Aloha paper + new chess recording
Monday, 5th of May
- I read the ALOHA paper, which states that part of its contribution is the development of a low-cost arm for 20,000€. This struck me as extremely expensive. My SO-100 costs 200€ for a leader and a follower arm, and I was expecting the next quality level to be more like 2000-3000€. But the cheapest Universal Robot arm costs 23,500€ and robots by Franka are not that different. How are they so expensive while Unitree's humanoid costs 16,000$? It seems like many robotics start-ups are building their own arms to keep costs low, such as Tau Robotics or AQL Robotics. The cheapest arm I found was the Agilex Piper for 2500€
- I decided that by the end of the month, I want to have written a robotics 101 guide summarising everything I learnt. I started the post, did research on some robotic arm producers and researched the founding year and total funding of some of the big robotics start-ups.
- The model I trained yesterday doesn't work either. I collected another dataset of 50 e2 -> e4 pawn moves as I moved office today, and I want to rule out that the cause of the error is the change in lighting. The new model still doesn't work. It goes through the motions, but doesn't open the claw or touch the chess pieces. After asking on the Phospho Discord someone suggested that (a) I might be moving too fast in the training recordings (check out a recording here) and (b) there might be an issue with the contrast of the gripper and the chess piece. This leads to believe that I may have overestimated the ability of Gr00t and robotic foundation models as a whole. Next I will train an ACT policy to see whether that works better.
- Ordered a webcam as I hope a second video source will help the ML model learn, as well as grip tape and a mount for the camera on the table.
- Defined goals for this week:
- Learn how to train an Act, Gr00t, and Pi0 model with the SO-100 arm and do so with a toy example.
- My understanding is that the three methods above are the three big archetypes of robotic learning. I want to read the three papers, understand their differences between and summarise this in my robotics 101 blog post.
- Gather ideas for what I want to build this weekend at the robotics hackathon in Zurich.
Questions I developed today
- Will I have to build my own robot to iterate at a low cost, and have a robot that is a bit stronger than the SO-100? Robots from companies like Universal Robots and Franka are really expensive!

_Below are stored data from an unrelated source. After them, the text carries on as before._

PR #776, opened 2023-03-02
fix(voice): use 74 byte ip discovery packet instead of the deprecated 70 byte discovery packet

lost-illusi0n:
This commit is in response to the following message from Discord Developers.
image

It was common use to use this deprecated 70 byte IP discovery packet and this commit updates to the new 74-byte version. In addition, this commit reuses a 66 zero-initialized byte array for the empty data field on the request rather than creating a new one on every IP discovery.

### DIFF
--- a/voice/src/main/kotlin/udp/GlobalVoiceUdpSocket.kt
+++ b/voice/src/main/kotlin/udp/GlobalVoiceUdpSocket.kt
@@ -14,6 +14,9 @@ import kotlin.text.String
 
 private val globalVoiceSocketLogger = KotlinLogging.logger { }
 
+private const val REQUEST: Short = 0x01
+private const val RESPONSE: Short = 0x02
+
 /**
  * A global [VoiceUdpSocket] for all [dev.kord.voice.VoiceConnection]s, unless specified otherwise.
  * Initiated once and kept open for the lifetime of this process.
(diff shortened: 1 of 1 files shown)


voice/src/main/kotlin/udp/GlobalVoiceUdpSocket.kt
```diff
@@ -40,12 +45,16 @@ public object GlobalVoiceUdpSocket : VoiceUdpSocket {
...
+            writeShort(70) // the length of the rest of the message
             writeInt(ssrc)
-            writeFully(ByteArray(66))
+            writeFully(EMPTY_DATA)
         })
 
         return with(receiveFrom(address).packet) {
-            discard(4)
+            require(readShort() == RESPONSE) { "did not receive a response." }
+            discardExact(6) // length (2) + ssrc (4)
```
Lukellmann, line 56: shouldn't this be checked too instead of being discarded?

lost-illusi0n: we could check the length to be 66, could give a better error message in the off chance discord messes up. ssrc would stay discarded though as in the previous behavior. theres nothing to do with it here.

Lukellmann: yeah, whatever, probably not worth the effort

PR #784, opened 2023-03-13
Add a nullable variant of `getAuthorAsMember`

NoComment1105:


Lukellmann (commented):
looks good, but shouldn't the `getAuthorAsMember` function be deprecated then?

NoComment1105:
Does it need to be? There are nullable and non null versions of a lot of other functions

Lukellmann:
yeah those usually do different things, these two have the same code

Lukellmann:
yeah, i think it's right to deprecate the other one, you usually want to have `OrNull` semantics (no exceptions as far as reasonable) either all the way or not at all, the existing function is a mix of both, your new one is clearly using `OrNull` semantics

Lukellmann (approved):
thanks :)

PR #793, opened 2023-03-24
Fix breaking changes and bugs before release

Lukellmann:
Some breaking changes were discovered since the last release (e.g. [here](https://discord.com/channels/556525343595298817/1014052126248423434/1087696229900750848)). This tries to revert those and includes some additional fixes.

* The overload resolution ambiguity reported [here](https://discord.com/channels/556525343595298817/1014052126248423434/1087696229900750848) was fixed.

* `NewsChannelBehavior` was missing `TopGuildMessageChannelBehavior` as a supertype since `ThreadParentChannelBehavior` is no longer a `TopGuildMessageChannelBehavior`.

* `TextChannelBehavior` was missing `TopGuildMessageChannelBehavior` as a supertype since `PrivateThreadParentChannelBehavior` is no longer a `TopGuildMessageChannelBehavior`.

* `ThreadParentChannelBehavior` was extended to be a `CategorizableChannelBehavior` (implicating that `ThreadParentChannel` was also extended to be a `CategorizableChannel`).

* `TextChannelBehavior`'s `startPublicThread` and `startPrivateThread` had an additional `reason` parameter added, breaking binary compatibility. The reason can be specified in the builder lambda.

* `TextChannelBehavior.startPublicThreadWithMessage` had the `archiveDuration` parameter removed, breaking binary compatibility.

* Binary incompatibility in `Integration` was fixed.

* Missing `Optional` default values were added in `IntegrationData`.

* The event type for `ForumChannel`s was changed from `UnknownChannel[Create|Update|Delete]Event` to `ForumChannel[Create|Update|Delete]Event`.

* Some optionalities and nullabilities were fixed.

* Integration events now use `Integration` entities from core instead of `DiscordIntegration` from common.

* Audit Log Entries from `GuildAuditLogEntryCreate` events are no longer cached. They aren't queried through cache so putting them there doesn't make sense.

* Wrong `SerialName` annotation for `components` was removed.

* Old constructor of `StartThreadWithMessageBuilder` was reintroduced to preserve binary compatibility.

* `StartThreadWithoutMessageBuilder` was renamed back to `StartThreadBuilder` to preserve binary compatibility.

* Forum Tag routes and related declarations were removed because they are not documented in Discord's docs and have odd behavior. See the discussion [here](https://discord.com/channels/556525343595298817/1014052126248423434/1088873517153529887) for details.

* The serializer of `GuildMemberFlags` was made internal, it is accessible through `GuildMemberFlags.serializer()`.

* Some minor things were refactored and simplified.

* The `asChannel`, `asChannelOrNull`, `fetchChannel`, `fetchChannelOrNull` and `withStrategy` methods were overridden in `ForumChannel` and `ForumChannelBehavior` so they have the correct return type.

* The `Intents.IntentsBuilder.enableEvent` function was updated to add the right intent for `ForumChannel` events.

* Support for webhooks was moved up from `TopGuildMessageChannelBehavior` to `CategorizableChannelBehavior`. This was done because `ForumChannel`s also support webhooks but are not `TopGuildMessageChannel`s. The only concrete `Channel` type that received webhook support by this change is `ForumChannel`.

* The `Discord` prefix was removed from `DiscordForumTag` and `DiscordDefaultReaction`. These types are used in core and do not contain any optional fields.

* `ForumTagBuilder` is no longer a `AuditRequestBuilder`, its `reason` was unused. The `name` property was also made `var` and `public`.

* Missing properties of `ThreadChannel`, `ForumChannel` and `TextChannel` were added.

* Message count caching was updated. Updating `lastMessageId` and message counts was combined into one update operation for `MessageCreate` and `totalMessageSent` is no longer decremented on `MessageDelete` and `MessageDeleteBulk`, the whole point of it is to not decrement.

* The default value for the `builder` paremeter of `ForumChannelBehavior.startPublicThread` was removed. Not having a default empty builder lambda in will nudge users into thinking about what belongs in there. This is needed because you have to provide a message in that lambda to successfully create a forum post.

* Removed `ForumThreadModifyBuilder`, it was almost the same as `ThreadModifyBuilder`, just with an additional `flags` property, which was just copied over to `ThreadModifyBuilder` instead.
  Having a single builder for both cases is more maintainable and keeps the API simpler.

* `StartForumThreadBuilder.message` was made non-nullable, as it is always required. `StartForumThreadBuilder.createMessage` was also renamed to `message` because a thread is started that just contains a message.

* The `builder` parameter of `ChannelService.startThread` was accidentally unused.

The full diff between the last release and this PR can be seen here to verify that the breaking changes were in fact reverted: https://github.com/kordlib/kord/compare/0.8.0-M17...0.8.0-fixes


Lukellmann:
I want to make sure that the breaking changes were reverted by looking at the full diff in detail. I will tell you if I'm done with that and this PR is ready to merge (however, it is already ready to review).

PR #795, opened 2023-03-25
Add support for soundboard permissions

NoComment1105:
https://github.com/discord/discord-api-docs/pull/6017


common/src/main/kotlin/entity/Permission.kt
```diff
@@ -327,6 +338,7 @@ public sealed class Permission(public val code: DiscordBitSet) {
                 ManageRoles,
                 ManageWebhooks,
                 ManageEmojisAndStickers,
```
Lukellmann, line 340: this should be replaced by the renamed one

NoComment1105: fixed

Lukellmann (approved):
thanks :)
will hold of the merge until the referenced pr is merged

PR #125, opened 2019-08-31
Updated example for multiranger to use pyQt5

arjo129:
PyQt4 and Qt v4 are no longer supported and no new releases will be made. Just updated the example to use PyQt5.


krichardsson:
Thanks!

PR #129, opened 2019-11-15
Append the device only if the manufacturer name is 'Bitcraze AB'

ashwinsushil:
When devices with the same VendorID and ProductID as the
roadrunner/crazyflie are connected at the same time, the cflib fails to connect to
the device. A quick fix for this is done by checking if the
manufacturer name is 'Bitcraze AB'

### DIFF
--- a/cflib/drivers/cfusb.py
+++ b/cflib/drivers/cfusb.py
@@ -65,7 +65,8 @@ def _find_devices():
     if pyusb1:
         for d in usb.core.find(idVendor=USB_VID, idProduct=USB_PID, find_all=1,
                                backend=pyusb_backend):
-            ret.append(d)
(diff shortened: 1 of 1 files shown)


ataffanel:
Thanks for the fix! I am merging it.

ashwinsushil:
Heads up guys, if the manufacturer name is changed in the future, this fix wouldn't work. In fact, it will not even connect to any devices. I think we should think about a robust way to find the devices.

ataffanel:
Yes agreed, the real solution would be to have out own VID/PID but getting a VID is currently not possible. Maybe ST can help with that ....
In the meantime fixing the manufacturer string is the best we can do to make sure we do not open other devices using this vid/pid.

PR #133, opened 2019-12-17
Increase write flash request timeout to 2.5s, fixes #98

### LINKED ISSUE #98: Bootloader is sometime not flashing reliably
There has been more occurrence of the Bootloader flashing a corrupt firmware which prevents the Crazyflie from starting and requires to flash the firmware again. The bootloader protocol is designed to be safe so there is a strong assumption that something has been broken in the python bootloader client implementation.

ntamas:
As discussed in #98, this PR raises the timeout for "write flash" requests to 2.5 seconds unconditionally to cater for the increased time needed to erase a page of 128K on an STM32F405.

Note that the timeout is applied unconditionally, even if we are flashing to the nRF51. In my opinion this is not a big deal because the flash packets go through just fine almost all the time, so there is almost never any need for re-sending them. However, re-sending them too early when the packet in fact went through can break the flashing process, as indicated by #98.

### DIFF
--- a/cflib/bootloader/cloader.py
+++ b/cflib/bootloader/cloader.py
@@ -381,7 +381,14 @@ class Cloader:
             pk.data = struct.pack('<BBHHH', addr, 0x18, page_buffer,
                                   target_page, page_count)
             self.link.send_packet(pk)
-            pk = self.link.receive_packet(1)
+
+            # Timeout for writing to flash is raised from 1s (used elsewhere
+            # in this module) to 2.5s because it may take more than a second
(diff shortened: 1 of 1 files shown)


ataffanel:
Thanks a lot, this is going to help a lot of people and save a lot of time!
I merged the PR, lets keep the issue open a little while to make sure the problem is indeed gone.

ntamas:
I'm fine with keeping the issue open but you just closed it ;)

ataffanel:
Thanks for the heads-up, it was automatically closed by github because of this PR title :-).

PR #141, opened 2020-02-26
prrt functionality

s9meboeh:
Enable CRTP communication via PRRT.


knmcguire:
This is accommodating the pull request #140, so this needs to be merged together with this one. Using PRRT is maybe for now not intergrated into the library completely, as it mostly is used for the raspberry pi intergration, but it might come in handy for the future.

- The Aloha paper uses four cameras, two of which are on the grippers and another two which are filming from the top and the side of the table. How important is the number of cameras for good training results?
First training with the SO-100
Sunday, 4th of May
- I trained a simple Gr00t model to move a pawn from E2 to E4 using 50 samples, but it's not really working yet as you can see here: https://x.com/DominiqueCAPaul/status/1919029034895167952
- I found out that I wasn't training for long enough and that that might be the issue. I started with 10 epochs, then extended to 25, but without success. Starting a training run with 50 epochs overnight now.